State, events or both

Given our strive towards an event-based microservice architecture, it was easy to premier events over state. Therefore, the primary way of serving data is events on Pub/Sub. However, events are great for time-series immutable data. For slowly changing mutable data there is a need to “bootstrap” the initial state, as events since the beginning of time were not available. Our oldest customers have been with us for more than 20 year and not necessarily have been updated since then, and hence not available as an event.

We introduced a state dump concept which is a batch dump of the current state of all data. It is also an event like others with the same message format just that it is triggered, not by a change in data, but from the system itself either on request or on a schedule. Initially, we published the state dump on Pub/Sub (and still do in some cases), so basically just push out the whole dataset on Pub/Sub. After a while we also introduced a state dump in Cloud Storage, so writing all messages as JSON lines in a bucket. The latter gave more control to the consumer to decide when to load a state dump and also improved performance. However, the logical structure of the message was exactly the same.
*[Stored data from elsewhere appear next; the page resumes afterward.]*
Issue #457, opened 2019-12-11
Add detector attributes


beteva:
Add radius, width and height and corresponding methods to read them.
Previously implemented in Resolution, now moved to detector.

marcus-oscarsson:
We can close this one right ?, please reopen if you think its still relevant @beteva

PR #458, opened 2019-12-12
AbstractDetector new attributes and methods

beteva:
Resolves issue #457

### DIFF
--- a/HardwareObjects/Resolution.py
+++ b/HardwareObjects/Resolution.py
@@ -1,178 +1,293 @@
+# -*- coding: utf-8 -*-
+#
+#  Project: MXCuBE
+#  https://github.com/mxcube.
+#
+#  This file is part of MXCuBE software.
+#
+#  MXCuBE is free software: you can redistribute it and/or modify
+#  it under the terms of the GNU Lesser General Public License as published by
+#  the Free Software Foundation, either version 3 of the License, or
+#  (at your option) any later version.
+#
+#  MXCuBE is distributed in the hope that it will be useful,
+#  but WITHOUT ANY WARRANTY; without even the implied warranty of
+#  MERCHANTABILITY or FITNESS FOR A PARTICULAR PURPOSE.  See the
+#  GNU Lesser General Public License for more details.
+#
+#  You should have received a copy of the GNU General Lesser Public License
+#  along with MXCuBE.  If not, see <http://www.gnu.org/licenses/>.
+"""Resolution as motor."""
+
 import logging
-import math
-from HardwareRepository.HardwareObjects.abstract.AbstractMotor import AbstractMotor
+from scipy import arcsin, arctan, sin, sqrt, tan
+from scipy.constants import h, c, e
 from HardwareRepository import HardwareRepository as HWR
+from HardwareRepository.HardwareObjects.abstract.AbstractMotor import (
+    AbstractMotor,
+)
+
+__copyright__ = """ Copyright © 2019 by the MXCuBE collaboration """
+__license__ = "LGPLv3+"
 
 
 class Resolution(AbstractMotor):
-    def __init__(self, *args, **kwargs):
-        AbstractMotor.__init__(self, name="Resolution")
+    """Resolution as motor"""
 
-        # self.get_value = self.getPosition
-        self.valid = True
+    def __init__(self, name):
+        AbstractMotor.__init__(self, name=name)
+
         self.det_width = None
         self.det_height = None
+        self.det_radius = None
+        self.position = None
+        self._hwr_detector = None
+        self._hwr_energy = None
 
     def init(self):
-        self.currentResolution = None
-        detector = HWR.beamline.detector
+        """Initialise the motor"""
+        AbstractMotor.init(self)
+        self._hwr_detector = HWR.beamline.detector
+        self._hwr_energy = HWR.beamline.energy
 
-        if detector:
-            self.det_width = float(detector.getProperty("width"))
-            self.det_height = float(detector.getProperty("height"))
+        if self._hwr_detector:
+            self.det_width = float(self._hwr_detector.getProperty("width"))
+            self.det_height = float(self._hwr_detector.getProperty("height"))
         else:
-            self.valid = False
             logging.getLogger().exception("Cannot get detector properties")
             raise AttributeError("Cannot get detector properties")
 
+        self.connect(self._hwr_detector.distance, "stateChanged", self.update_state)
         self.connect(
-            detector.distance,
-            "stateChanged",
-            self.dtoxStateChanged
+            self._hwr_detector.distance, "positionChanged", self.update_position
         )
-        self.connect(
-            detector.distance,
-            "positionChanged",
-            self.dtoxPositionChanged
+        self.connect(self._hwr_energy, "valueChanged", self.update_energy)
+
+    def is_ready(self):
+        """Check if the distance motor state is READY.
+        Returns:
+            (bool): True if ready, otherwise False.
+        """
+        try:
+            return self._hwr_detector.distance.is_ready()
+        except AttributeError:
+            return False
+
+    def get_state(self):
+        """Get the state of the distance motor.
+        Returns:
+            (enum 'MotorStates'): Motor state.
+        """
+        return self._hwr_detector.distance.get_state()
+
+    def get_position(self):
+        """Read the position.
+        Returns:
+            (float): position.
+        """
+        if self.position is None:
+            dtox_pos = self._hwr_detector.distance.get_position()
+            self.get_detector_radius(dtox_pos)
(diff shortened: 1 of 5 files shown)


IvarsKarpics:


```diff

Issues
======
+ Solved 138
- Added 10
           

Complexity increasing per file
==============================
- HardwareObjects/abstract/AbstractMotor.py  1
- HardwareObjects/Resolution.py  1
- HardwareObjects/abstract/AbstractDetector.py  2
         

Complexity decreasing per file
==============================
+ HardwareObjects/ExporterMotor.py  -1
+ HardwareObjects/BlissMotor.py  -4
         

Clones removed
==============
+ HardwareObjects/BlissMotor.py  -5
         
```


See the complete overview on [Codacy](https://app.codacy.com/app/mxcube/HardwareRepository/pullRequest?prid=4664174&bid=15614405)

HardwareObjects/Resolution.py
```diff
@@ -1,178 +1,288 @@
...
+    def __init__(self, name):
+        AbstractMotor.__init__(self, name=name)
 
-        # self.get_value = self.getPosition
-        self.valid = True
         self.det_width = None
         self.det_height = None
+        self.det_radius = None
+        self._nominal_value = None
+        self._hwr_detector = None
```
IvarsKarpics: Should it be self.detector as a property? Same for energy?

HardwareObjects/abstract/AbstractDetector.py
```diff
@@ -36,40 +36,43 @@ def __init__(self, name):
...
+    def init(self):
+        """Initialise some common paramerters"""
+        self.width = self.getProperty("width")
+        self.height = self.getProperty("height")
+        try:
+            self._det_metadata = self.getProperties("beam")
+        except KeyError:
+            pass
+
+        self._pixel_size = (self.getProperty("px"), self.getProperty("py"))
```
IvarsKarpics: some attributes have _ and some not. I suggest to have all with _

HardwareObjects/abstract/AbstractMotor.py
```diff
@@ -17,262 +18,223 @@
...
+        HardwareObject.__init__(self, name)
 
-    def get_motor_mnemonic(self):
-        return self.motor_name
+        self._state = MotorStates.UNKNOWN
+        self._nominal_value = None
+        self._limits = (None, None)
+        self._velocity = None
+        self._tolerance = None
+        self.motor_name = None
```
IvarsKarpics: also with _ ?

marcus-oscarsson:
@beteva is not in today and will be back next week. I think she simply forgot to rebase this to only include the changes related to the detector.

@IvarsKarpics, has a point. I think we said that "value" attributes in general should be protected and that we add a property to access them, right ? (@all)

HardwareObjects/Resolution.py
rhfogh: I woiuld say no, but neither should it be self._hwr_detector. All hardware objects should live in only *one* place and be accessed there; for the detector that place is beamline.detector. Having multiple links in different places just means more things to maintain. YOu can have ain internal attribute (with underscore) for practical reasons, though I woudl avoid it myaself, but if it is there it should nto be public.

HardwareObjects/abstract/AbstractDetector.py
rhfogh: Attributes that have an '_' must have get_ and set_ functions. But yes, we should be consistent one way or the other.

rhfogh:
@IvarsKarpics 
As I remeber it we never used properties fora ttributes; thery just ahd get_ and set_ functions

marcus-oscarsson:
@rfogh, @all the last statement was not really clear. I think the use of properties needs to be more clearly stated and agreed !. I have nothing against either as long as properties are not used for something that involving and underlying operation/process (i.e moving hardware) or something that takes an argument like `timeout`. 

We can otherwise, in my opinion, use properties, although I don't really see the necessity of adding a property to public attribute (if its both readable and settable).

@rhfogh, @IvarsKarpics, @beteva: I agrree with @rhfogh  that things that are available through `beamline` should be accessed from `beamline`

rhfogh:
@marcus-oscarsson 
Sorry for the spelling of my last message. 
I thought the agreement was that properties were used only for contained HardwareObjects. For atttributes we would then use get_xyz and set_xyz, or just naked attributes where that feels appropriate. 

I actually prefer properties myself, but the decision went the other way, and I think it is better to be  consistent, so you never have to wonder whether something should be written or accessed as a property or through a getter function.

Apart from contained HardwareObjects, can anyone point to a general context where properties can/should be used instead of getters?

marcus-oscarsson:
@rhfogh, @all, Ok, I remember that now yes, thanks. Lets stick with that then, if no one else have any objections.

HardwareObjects/abstract/AbstractDetector.py
beteva: There is a get_pixel_size method, hence the _. Not sure that we need set_pixel_size. Should be implemented only if somebody needs it. Otherwise it can be dangerous, as to my knowledge the pixel size is unique and immutable for each detector.
The width and height, I've implemented **get** and removed it. It was a bit too much. That's why they do not have _. I think the same should be  applied for humidity and temperature and in general for all values which are only  _information_  and have no set functionality.

IvarsKarpics: I agree. Pixel size, temperature and humidity are like `internal` values and are not set from outside.

rhfogh: I disagree, unfortunately.

- For one thing, whatever we do should be consistent. Treat width, height, and pixel_size the same, and do it the same way in other HOs.

- If temperature and humidity change, should they not be read-only actuators? Even if we use plain, writable attributes for fixed values (which I would not recommend), we shold surely not use it for values that change over time?

- If we leave e.g. width and height as plain attributes, they are settable, according to the code. How sure are we that people will know enough not to set them by mistake? Having a get_width function (or a read-only property, but we were avoiding those). What does it cost us, to write a couple of extra functions once?

- As a separte point, the \_det_radius should not be an attribute. It should be calculated afresh each tome from the position, width, and height.

marcus-oscarsson: > I disagree, unfortunately.
> 
> * For one thing, whatever we do should be consistent. Treat width, height, and pixel_size the same, and do it the same way in other HOs.

I think that, that is a good idea in general

> * If temperature and humidity change, should they not be read-only actuators? Even if we use plain, writable attributes for fixed values (which I would not recommend), we shold surely not use it for values that change over time?

I don't think we should make things more complicated than they need to be and I don't really think It would be strictly necessary for temperature and humidity to be read-only Actuators. It would be elegant and consistent, but lets first see how well it fits with the current implementation and then decide on that ? 

> * If we leave e.g. width and height as plain attributes, they are settable, according to the code. How sure are we that people will know enough not to set them by mistake? Having a get_width function (or a read-only property, but we were avoiding those), would ensure that people knew these were read-only. What does it cost us, to write a couple of extra functions once?

All those properties should definitely be read-only for client code, either through a property or simply get_<attribute> method. For consistency I would say that they should be getter methods
as some of them actually involve communication with hardware and hides a more complex operation than simply reading a value.

> * As a separate point, the _det_radius should not be an attribute. It should be calculated afresh each time from the position, width, and height.

with the above reasoning it should then be a method called `get_det_radius` that performs the calculation

Marcus

rhfogh: @marcus-oscarsson
I agree with your comments.
Can we summarise it as saying that we should always use getter methods, except:

- 1 for contained hardwareobjects
 - 2 maybe for class level attributes, that can be implemented as a  simple attribute on the class (*not* on the instance).

marcus-oscarsson: @rhfogh, @all, As I mentioned in a previous conversation, I would say:

- getters and setters for "complex" operations or operations involving hardware
- properties for "simple" operations or directly reading or setting values.

Which I think includes the two cases you mention above, both being the "simple" case.

rhfogh: @marcus-oscarsson 
As per our previoous conversation I agree - with the following three points:
- Anything that may move hardware or trigger signals (also if only possibly on other beamlines) is a complex operation
- Anything that can be called an 'operation' at all needs functions - you only use properties when all you are doing is getting or setting a value.
- You use defined *properties*, not bare attributes, for anything that is read-only.

beteva: @ALL, first there is get_radius method, I will remove the corresponding attribute.
The width, height, temperature, humidity, they can be even properties (with read only interface) for completeness. This makes the interface consistent, but a bit heavy.

PR #462, opened 2020-01-24
Added TangoLimaVideoLoopback

marcus-oscarsson:
Hi

Added TangoLimaVideoLoopback that writes the from the camera to a loopback device and starts a process that processes the stream, i.e converting it to MPEG

Marcus


marcus-oscarsson:
Reviewed and 15 days have passed so merging

PR #464, opened 2020-01-28
Using QGraphicsScene coordinates rather than QGraphicsView ones

natxo14:
Bug discovered using CameraBrick.py
If HWR.beamline.microscope <=> QtGraphicsManager then
The widget to display images is :
QtGraphicsManager.graphics_view and the scene, the GraphicsView.graphics_scene 

When the widget is 'small' and fits the scene surface (and not more), their coordinates ( QGraphicsView's and QGraphicScene's ) are visually the same, but if the view is bigger than the scene, there's a delta between them ( ex: GraphicsItemCentringLines drawn far from the mouse position ).
One solution to fix this: all the positions related to scene's coordinates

Depending on the nature of the data it is either served as state or as events or both. Small slowly changing datasets tend to be easier to serve as state dumps and are done so on a daily basis. Larger datasets are served as events, with a one-off state dump whenever necessary.

Domain-orientation — light

At Nordnet, we are (still) a central data team developing and maintaining the Data and Analysis platform. Even though the data team is not domain-oriented, the sources of data are. It would be a missed opportunity not to let this domain organisation propagate through to the Data and Analysis platform.

Domains

We have created an architecture/structure where each domain has its own module within a central repository. The domains can be deployed independently of each other. While these domains still are maintained by a central team, it’s an easy shift to put the responsibility on the domain team. In practice, this is implemented on GCP as one BigQuery dataset per domain, one service account per domain, etc. We have domains like market-data, insurance and mortgage. However, we found that some data is difficult to categorise into a business domain, e.g. our tracking data spans multiple (business) domains and has therefore no natural home. Therefore, we recognize a need for platform domains in addition to the business domains.

Cross domain access

One of the purposes of the data warehouse is to enable insights where data is easily joined from different sources. How can we do this without creating spaghetti dependencies? Our approach to this was to version tables in BigQuery and basically treat them as APIs. The team owning a domain can rollout changes without coordinating with all consumers of the data. They make sure an old version and new version is available for a period of time, when consumers can be shifted over to the newer version. Once all consumers have upgraded the previous version can be removed.

Final words

Nordnet comes from a history of business intelligence and analytics and is still at the start of using the data for ML/AI and more product focused use cases. This has also influenced the architectural design and our Data and Analytics platform could probably be more labelled as a domain-oriented data warehouse than a data mesh. However, with the architecture described here, we believe we can more easily scale up our data initiatives in the future, and begin shifting towards a truly distributed Data Mesh when we need to.

Since the first version of this article was written, many months has passed by. GCP has introduced a number of services such as Analytics Hub and Data Plex which supports many of the ideas behind data mesh. Also I have moved on and do no longer work for Nordnet, but I know the initial ideas and the architecture behind the Analytics Platform is taken well care of.